INSTRUCTIONS TO FOLLOW:
In the listing that follows, how many lines hold the string "internally"? Answer with the number only.

EXERCISE INPUT:
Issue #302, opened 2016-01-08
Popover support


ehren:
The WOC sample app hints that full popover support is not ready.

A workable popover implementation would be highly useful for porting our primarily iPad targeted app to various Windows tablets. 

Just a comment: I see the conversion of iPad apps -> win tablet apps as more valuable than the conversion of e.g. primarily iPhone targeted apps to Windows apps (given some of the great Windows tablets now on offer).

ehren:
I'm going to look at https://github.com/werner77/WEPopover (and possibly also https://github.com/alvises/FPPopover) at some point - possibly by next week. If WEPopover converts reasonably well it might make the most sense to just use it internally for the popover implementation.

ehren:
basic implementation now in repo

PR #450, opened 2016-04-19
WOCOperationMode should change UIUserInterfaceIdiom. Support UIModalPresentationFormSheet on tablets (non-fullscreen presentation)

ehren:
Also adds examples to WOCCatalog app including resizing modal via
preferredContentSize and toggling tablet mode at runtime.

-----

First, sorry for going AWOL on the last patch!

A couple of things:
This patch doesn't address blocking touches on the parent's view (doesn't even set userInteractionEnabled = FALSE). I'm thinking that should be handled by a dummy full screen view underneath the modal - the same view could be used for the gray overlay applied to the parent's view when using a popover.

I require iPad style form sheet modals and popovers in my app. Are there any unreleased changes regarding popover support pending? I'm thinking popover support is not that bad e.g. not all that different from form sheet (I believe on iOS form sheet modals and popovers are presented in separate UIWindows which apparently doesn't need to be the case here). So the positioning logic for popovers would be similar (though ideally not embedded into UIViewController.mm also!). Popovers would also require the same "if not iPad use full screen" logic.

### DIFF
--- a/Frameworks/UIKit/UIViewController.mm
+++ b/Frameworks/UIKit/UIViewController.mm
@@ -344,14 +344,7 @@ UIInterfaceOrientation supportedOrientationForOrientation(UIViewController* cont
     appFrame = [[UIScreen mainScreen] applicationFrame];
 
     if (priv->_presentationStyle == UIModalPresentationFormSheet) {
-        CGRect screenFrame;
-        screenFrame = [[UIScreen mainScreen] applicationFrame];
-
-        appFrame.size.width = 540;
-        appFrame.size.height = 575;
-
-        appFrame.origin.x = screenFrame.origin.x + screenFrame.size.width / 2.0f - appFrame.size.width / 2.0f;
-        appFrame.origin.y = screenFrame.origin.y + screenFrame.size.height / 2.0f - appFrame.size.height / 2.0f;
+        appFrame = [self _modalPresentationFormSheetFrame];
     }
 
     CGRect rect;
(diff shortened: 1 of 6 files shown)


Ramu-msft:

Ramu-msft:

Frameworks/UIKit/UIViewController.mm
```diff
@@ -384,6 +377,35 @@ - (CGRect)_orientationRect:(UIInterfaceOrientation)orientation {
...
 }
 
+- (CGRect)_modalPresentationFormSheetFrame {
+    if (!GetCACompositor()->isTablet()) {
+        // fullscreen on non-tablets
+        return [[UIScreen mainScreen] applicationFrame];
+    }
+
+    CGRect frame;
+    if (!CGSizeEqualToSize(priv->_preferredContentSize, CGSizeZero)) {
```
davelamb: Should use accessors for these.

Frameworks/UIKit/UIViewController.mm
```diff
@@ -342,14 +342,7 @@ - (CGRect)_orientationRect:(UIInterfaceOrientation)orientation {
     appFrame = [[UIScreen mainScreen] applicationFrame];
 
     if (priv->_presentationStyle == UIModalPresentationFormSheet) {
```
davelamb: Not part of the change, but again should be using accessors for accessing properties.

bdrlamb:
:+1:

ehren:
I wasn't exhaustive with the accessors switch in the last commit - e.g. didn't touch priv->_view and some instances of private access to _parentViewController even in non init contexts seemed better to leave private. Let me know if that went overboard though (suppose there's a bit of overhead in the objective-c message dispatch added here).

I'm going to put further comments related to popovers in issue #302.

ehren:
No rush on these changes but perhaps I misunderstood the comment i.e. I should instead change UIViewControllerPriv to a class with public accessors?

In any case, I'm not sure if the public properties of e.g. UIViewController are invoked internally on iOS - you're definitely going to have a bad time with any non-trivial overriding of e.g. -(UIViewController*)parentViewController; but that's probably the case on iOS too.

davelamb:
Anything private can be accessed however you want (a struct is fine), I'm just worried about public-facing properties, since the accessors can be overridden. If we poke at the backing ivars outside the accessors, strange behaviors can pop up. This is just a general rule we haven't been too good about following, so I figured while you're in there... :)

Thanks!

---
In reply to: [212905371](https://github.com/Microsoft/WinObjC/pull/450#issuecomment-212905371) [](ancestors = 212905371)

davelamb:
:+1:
...
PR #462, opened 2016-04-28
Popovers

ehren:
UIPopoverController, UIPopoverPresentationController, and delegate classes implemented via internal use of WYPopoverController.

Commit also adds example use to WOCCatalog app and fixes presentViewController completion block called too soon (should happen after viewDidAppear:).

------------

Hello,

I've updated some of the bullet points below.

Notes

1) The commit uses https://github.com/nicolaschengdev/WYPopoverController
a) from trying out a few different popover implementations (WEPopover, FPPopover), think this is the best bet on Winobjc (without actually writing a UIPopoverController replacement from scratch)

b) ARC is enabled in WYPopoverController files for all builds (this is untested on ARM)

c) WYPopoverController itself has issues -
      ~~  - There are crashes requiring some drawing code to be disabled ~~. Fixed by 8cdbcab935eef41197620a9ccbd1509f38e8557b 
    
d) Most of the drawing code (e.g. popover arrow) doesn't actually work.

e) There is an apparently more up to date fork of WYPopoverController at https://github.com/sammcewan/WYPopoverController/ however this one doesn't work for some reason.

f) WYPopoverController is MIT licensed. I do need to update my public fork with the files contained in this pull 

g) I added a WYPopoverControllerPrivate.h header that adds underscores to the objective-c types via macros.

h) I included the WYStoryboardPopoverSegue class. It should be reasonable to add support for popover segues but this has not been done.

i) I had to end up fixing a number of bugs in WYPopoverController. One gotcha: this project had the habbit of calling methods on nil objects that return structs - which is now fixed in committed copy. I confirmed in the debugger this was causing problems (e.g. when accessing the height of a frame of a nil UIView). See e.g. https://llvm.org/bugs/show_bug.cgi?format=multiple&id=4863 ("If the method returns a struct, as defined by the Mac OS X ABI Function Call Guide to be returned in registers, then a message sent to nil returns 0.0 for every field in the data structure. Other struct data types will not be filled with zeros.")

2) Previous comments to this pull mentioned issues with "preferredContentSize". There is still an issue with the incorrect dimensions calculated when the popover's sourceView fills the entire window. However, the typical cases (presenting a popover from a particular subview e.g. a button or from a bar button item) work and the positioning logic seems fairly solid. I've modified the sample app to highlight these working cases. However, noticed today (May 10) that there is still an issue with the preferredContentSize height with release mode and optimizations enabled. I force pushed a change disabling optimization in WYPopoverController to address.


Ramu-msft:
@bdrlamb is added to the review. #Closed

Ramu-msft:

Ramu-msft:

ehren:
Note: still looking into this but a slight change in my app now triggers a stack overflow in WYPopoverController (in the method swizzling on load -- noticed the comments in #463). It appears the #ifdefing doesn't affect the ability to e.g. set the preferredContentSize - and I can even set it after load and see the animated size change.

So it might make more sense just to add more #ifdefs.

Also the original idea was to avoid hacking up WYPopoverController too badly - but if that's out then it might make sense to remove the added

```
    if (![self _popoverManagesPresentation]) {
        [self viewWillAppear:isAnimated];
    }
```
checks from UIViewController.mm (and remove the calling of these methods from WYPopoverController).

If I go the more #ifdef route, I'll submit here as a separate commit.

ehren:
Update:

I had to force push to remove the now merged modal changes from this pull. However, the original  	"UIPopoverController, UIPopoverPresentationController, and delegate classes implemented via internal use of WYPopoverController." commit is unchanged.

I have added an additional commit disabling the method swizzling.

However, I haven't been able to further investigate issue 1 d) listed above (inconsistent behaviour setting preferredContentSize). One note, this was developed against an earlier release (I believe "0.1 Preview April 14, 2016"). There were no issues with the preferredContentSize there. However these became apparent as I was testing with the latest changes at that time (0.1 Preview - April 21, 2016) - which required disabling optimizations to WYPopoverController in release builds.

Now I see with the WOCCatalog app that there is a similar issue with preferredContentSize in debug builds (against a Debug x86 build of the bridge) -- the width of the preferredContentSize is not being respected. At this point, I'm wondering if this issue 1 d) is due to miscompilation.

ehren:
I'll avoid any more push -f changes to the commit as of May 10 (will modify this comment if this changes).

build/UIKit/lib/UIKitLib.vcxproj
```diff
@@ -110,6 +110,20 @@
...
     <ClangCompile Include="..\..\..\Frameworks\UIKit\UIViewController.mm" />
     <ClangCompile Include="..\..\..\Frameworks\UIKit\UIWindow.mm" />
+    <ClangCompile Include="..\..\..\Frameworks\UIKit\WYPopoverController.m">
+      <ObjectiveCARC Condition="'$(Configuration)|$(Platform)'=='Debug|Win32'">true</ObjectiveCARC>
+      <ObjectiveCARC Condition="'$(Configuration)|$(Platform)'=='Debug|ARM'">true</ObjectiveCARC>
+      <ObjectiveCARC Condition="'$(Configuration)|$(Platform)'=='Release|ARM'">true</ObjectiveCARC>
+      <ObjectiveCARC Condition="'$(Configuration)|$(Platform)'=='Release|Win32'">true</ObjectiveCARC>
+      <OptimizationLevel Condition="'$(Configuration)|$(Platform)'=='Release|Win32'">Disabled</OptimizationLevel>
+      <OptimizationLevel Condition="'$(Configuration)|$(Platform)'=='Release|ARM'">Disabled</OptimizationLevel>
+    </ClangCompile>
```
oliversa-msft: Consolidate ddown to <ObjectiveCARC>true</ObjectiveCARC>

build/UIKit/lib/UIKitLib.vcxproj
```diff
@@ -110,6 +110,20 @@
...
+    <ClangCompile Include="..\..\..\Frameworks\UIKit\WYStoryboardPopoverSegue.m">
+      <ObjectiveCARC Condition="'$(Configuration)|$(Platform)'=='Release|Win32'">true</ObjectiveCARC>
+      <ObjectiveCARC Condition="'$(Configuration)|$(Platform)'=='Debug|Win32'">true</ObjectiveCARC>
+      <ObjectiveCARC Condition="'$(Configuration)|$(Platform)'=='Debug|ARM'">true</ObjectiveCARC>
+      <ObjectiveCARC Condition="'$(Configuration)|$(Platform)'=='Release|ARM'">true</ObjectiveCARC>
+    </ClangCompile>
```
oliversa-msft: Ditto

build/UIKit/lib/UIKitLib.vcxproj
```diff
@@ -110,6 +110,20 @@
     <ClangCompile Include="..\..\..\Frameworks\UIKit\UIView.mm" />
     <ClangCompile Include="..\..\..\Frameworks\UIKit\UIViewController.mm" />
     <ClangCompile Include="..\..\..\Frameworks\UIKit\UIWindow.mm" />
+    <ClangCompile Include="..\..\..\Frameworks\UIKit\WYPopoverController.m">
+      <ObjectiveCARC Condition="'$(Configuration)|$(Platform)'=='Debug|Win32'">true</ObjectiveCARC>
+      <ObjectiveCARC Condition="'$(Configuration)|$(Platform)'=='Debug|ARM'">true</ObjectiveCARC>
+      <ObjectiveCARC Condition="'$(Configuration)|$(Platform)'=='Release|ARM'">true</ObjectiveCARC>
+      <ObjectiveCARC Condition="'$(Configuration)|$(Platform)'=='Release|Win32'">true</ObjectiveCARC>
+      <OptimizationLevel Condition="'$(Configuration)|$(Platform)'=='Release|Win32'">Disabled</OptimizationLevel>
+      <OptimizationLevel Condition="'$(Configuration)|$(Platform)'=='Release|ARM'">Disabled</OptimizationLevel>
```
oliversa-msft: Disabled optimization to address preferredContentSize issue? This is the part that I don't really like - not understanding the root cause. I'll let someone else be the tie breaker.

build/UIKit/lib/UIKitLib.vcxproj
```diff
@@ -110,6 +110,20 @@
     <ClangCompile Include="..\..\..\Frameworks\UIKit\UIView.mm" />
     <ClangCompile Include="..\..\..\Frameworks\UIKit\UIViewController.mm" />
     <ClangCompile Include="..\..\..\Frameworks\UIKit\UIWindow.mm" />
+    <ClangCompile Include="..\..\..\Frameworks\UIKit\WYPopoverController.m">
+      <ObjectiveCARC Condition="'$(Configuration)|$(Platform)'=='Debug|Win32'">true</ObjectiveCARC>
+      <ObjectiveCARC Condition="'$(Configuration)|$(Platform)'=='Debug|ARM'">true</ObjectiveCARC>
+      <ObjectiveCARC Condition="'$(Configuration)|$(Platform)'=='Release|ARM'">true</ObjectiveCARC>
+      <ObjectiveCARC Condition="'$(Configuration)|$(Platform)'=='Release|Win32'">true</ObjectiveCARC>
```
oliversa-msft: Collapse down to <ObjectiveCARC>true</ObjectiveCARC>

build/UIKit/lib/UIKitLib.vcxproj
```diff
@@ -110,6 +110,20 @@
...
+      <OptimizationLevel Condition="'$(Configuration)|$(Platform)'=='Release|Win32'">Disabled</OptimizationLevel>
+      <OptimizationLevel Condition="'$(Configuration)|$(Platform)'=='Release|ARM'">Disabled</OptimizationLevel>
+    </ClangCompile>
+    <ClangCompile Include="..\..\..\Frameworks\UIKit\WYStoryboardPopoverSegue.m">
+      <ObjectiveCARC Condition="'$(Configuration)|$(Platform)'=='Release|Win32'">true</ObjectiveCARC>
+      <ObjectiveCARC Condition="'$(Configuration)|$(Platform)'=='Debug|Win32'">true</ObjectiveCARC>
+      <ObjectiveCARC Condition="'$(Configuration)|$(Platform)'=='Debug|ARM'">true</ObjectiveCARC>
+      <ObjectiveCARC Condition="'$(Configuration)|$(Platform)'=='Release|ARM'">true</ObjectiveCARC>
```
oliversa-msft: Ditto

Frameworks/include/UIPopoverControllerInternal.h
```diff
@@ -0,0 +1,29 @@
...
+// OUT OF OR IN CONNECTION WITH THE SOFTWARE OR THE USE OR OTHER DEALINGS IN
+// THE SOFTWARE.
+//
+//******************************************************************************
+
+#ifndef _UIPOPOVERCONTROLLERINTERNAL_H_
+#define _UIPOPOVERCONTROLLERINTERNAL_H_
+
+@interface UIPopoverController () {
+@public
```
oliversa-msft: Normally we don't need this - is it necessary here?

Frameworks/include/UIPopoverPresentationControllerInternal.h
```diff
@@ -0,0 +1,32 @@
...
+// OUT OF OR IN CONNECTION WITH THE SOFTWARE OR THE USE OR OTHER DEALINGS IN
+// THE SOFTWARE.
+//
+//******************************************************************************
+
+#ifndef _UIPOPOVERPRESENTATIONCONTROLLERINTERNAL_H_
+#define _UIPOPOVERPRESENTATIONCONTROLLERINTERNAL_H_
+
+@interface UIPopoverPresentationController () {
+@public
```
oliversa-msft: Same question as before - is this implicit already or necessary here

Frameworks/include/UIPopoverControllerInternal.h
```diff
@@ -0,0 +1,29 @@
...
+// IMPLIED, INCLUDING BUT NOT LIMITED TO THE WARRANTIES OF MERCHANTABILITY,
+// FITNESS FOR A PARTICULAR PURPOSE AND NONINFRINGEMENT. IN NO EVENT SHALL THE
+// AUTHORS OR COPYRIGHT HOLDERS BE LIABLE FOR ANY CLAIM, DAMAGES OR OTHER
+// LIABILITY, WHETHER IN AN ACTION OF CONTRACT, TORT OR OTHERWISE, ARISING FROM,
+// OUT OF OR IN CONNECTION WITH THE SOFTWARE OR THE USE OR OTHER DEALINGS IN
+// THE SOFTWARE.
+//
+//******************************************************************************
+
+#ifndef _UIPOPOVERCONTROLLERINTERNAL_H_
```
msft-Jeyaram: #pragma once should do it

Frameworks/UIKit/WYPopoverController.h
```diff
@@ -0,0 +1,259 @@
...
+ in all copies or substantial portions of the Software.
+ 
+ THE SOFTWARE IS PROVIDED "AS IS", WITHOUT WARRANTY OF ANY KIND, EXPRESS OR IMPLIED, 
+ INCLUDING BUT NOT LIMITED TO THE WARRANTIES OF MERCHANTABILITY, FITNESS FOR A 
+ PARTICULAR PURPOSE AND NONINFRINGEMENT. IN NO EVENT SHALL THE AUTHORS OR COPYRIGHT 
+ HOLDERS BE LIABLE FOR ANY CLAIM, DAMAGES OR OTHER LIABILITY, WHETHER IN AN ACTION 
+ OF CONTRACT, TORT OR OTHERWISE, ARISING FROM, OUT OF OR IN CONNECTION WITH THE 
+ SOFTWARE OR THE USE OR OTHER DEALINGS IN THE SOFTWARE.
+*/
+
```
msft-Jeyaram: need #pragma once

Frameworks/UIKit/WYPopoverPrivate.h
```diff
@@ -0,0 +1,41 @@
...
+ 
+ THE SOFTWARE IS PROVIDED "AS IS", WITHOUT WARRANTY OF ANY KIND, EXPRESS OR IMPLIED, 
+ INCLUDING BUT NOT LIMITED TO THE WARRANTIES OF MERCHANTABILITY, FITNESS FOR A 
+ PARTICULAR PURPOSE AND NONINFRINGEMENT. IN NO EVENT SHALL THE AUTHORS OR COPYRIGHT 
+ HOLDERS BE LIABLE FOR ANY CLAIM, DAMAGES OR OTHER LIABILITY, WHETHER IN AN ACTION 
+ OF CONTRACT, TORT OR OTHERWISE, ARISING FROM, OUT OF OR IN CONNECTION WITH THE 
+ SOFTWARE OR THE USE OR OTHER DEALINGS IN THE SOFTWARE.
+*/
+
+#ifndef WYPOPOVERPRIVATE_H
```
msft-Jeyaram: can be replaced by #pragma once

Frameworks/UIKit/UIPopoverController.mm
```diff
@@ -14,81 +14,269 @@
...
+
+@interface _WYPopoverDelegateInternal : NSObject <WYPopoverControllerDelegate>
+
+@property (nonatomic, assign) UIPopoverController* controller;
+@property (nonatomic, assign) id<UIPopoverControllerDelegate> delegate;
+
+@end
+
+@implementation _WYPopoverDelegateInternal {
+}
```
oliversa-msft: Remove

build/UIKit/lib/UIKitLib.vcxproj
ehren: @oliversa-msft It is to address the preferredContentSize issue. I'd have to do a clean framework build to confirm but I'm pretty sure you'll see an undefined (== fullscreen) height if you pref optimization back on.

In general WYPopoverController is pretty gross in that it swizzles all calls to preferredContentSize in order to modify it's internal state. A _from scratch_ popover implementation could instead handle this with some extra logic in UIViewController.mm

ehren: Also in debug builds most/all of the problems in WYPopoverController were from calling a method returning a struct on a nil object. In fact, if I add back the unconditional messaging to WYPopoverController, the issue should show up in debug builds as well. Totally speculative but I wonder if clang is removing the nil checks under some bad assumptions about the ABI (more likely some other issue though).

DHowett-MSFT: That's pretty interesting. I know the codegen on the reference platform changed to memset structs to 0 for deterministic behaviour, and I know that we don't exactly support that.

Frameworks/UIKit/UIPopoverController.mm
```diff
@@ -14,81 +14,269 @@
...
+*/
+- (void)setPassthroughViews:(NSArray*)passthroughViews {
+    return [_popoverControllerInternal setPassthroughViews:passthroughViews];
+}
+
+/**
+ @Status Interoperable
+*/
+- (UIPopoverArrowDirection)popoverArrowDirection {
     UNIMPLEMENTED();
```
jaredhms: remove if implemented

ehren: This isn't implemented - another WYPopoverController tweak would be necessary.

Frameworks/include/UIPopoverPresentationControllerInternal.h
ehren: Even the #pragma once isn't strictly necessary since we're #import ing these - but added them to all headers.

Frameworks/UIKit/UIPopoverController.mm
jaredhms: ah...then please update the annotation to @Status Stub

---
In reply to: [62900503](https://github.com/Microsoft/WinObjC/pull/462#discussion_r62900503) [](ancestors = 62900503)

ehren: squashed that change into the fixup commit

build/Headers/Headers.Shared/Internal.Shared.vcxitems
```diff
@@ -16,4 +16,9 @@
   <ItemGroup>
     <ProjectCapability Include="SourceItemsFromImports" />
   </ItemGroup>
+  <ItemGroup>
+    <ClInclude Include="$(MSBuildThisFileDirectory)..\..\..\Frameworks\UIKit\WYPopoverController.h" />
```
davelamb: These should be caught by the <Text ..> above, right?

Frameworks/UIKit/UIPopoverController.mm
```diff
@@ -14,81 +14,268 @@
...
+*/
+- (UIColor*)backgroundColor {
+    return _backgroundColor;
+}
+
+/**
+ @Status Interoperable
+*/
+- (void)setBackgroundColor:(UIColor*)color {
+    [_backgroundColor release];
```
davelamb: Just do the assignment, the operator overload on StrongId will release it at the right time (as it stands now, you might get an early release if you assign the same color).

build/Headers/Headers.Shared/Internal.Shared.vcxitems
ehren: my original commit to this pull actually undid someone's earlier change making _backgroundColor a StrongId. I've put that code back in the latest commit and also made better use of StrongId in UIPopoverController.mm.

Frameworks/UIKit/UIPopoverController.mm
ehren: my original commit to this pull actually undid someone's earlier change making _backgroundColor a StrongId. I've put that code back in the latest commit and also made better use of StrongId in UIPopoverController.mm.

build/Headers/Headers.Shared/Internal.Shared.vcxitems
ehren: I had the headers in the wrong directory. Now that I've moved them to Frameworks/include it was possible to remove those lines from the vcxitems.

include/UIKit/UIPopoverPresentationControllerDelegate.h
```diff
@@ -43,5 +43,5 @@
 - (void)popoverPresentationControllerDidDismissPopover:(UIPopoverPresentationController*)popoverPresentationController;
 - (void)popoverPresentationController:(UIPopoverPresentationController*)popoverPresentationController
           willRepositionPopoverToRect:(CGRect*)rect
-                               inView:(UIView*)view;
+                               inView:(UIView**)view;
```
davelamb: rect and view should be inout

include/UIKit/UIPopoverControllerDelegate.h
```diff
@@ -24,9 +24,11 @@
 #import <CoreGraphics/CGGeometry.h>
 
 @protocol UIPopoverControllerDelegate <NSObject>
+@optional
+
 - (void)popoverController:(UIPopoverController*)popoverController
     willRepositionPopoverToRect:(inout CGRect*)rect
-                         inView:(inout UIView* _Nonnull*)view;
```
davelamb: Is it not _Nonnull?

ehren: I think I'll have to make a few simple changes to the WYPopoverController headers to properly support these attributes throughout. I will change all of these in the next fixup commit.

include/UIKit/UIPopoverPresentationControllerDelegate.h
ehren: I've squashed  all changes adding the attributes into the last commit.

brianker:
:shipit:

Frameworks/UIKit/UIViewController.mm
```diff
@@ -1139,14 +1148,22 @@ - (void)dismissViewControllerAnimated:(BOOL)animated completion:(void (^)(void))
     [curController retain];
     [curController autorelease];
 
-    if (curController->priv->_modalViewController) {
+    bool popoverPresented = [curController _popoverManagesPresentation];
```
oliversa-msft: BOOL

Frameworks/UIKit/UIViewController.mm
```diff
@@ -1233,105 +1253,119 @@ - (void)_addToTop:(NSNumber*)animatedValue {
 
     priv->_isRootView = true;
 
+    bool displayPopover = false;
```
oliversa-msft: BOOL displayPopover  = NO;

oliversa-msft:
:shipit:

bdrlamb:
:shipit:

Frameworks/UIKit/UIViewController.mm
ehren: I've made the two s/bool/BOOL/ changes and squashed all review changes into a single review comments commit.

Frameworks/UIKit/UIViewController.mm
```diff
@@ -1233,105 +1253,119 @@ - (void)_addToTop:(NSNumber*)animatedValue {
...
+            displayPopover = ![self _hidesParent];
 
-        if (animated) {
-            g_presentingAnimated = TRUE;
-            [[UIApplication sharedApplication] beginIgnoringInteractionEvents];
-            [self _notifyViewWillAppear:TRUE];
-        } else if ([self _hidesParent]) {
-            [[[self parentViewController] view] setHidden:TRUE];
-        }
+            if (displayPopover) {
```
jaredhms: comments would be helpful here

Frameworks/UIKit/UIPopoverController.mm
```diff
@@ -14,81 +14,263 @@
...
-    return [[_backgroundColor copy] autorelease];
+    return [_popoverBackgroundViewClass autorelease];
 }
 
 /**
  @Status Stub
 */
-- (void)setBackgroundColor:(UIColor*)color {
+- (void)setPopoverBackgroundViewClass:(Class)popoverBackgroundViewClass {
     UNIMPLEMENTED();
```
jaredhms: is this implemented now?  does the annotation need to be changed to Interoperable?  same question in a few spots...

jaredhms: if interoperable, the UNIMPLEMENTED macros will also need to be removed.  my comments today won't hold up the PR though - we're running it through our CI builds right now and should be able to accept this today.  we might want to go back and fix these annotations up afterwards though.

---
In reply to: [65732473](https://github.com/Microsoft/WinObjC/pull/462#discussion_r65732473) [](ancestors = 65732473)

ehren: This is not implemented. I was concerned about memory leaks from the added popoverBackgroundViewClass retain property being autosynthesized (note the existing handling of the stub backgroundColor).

OUTPUT OF THE EXERCISE:
2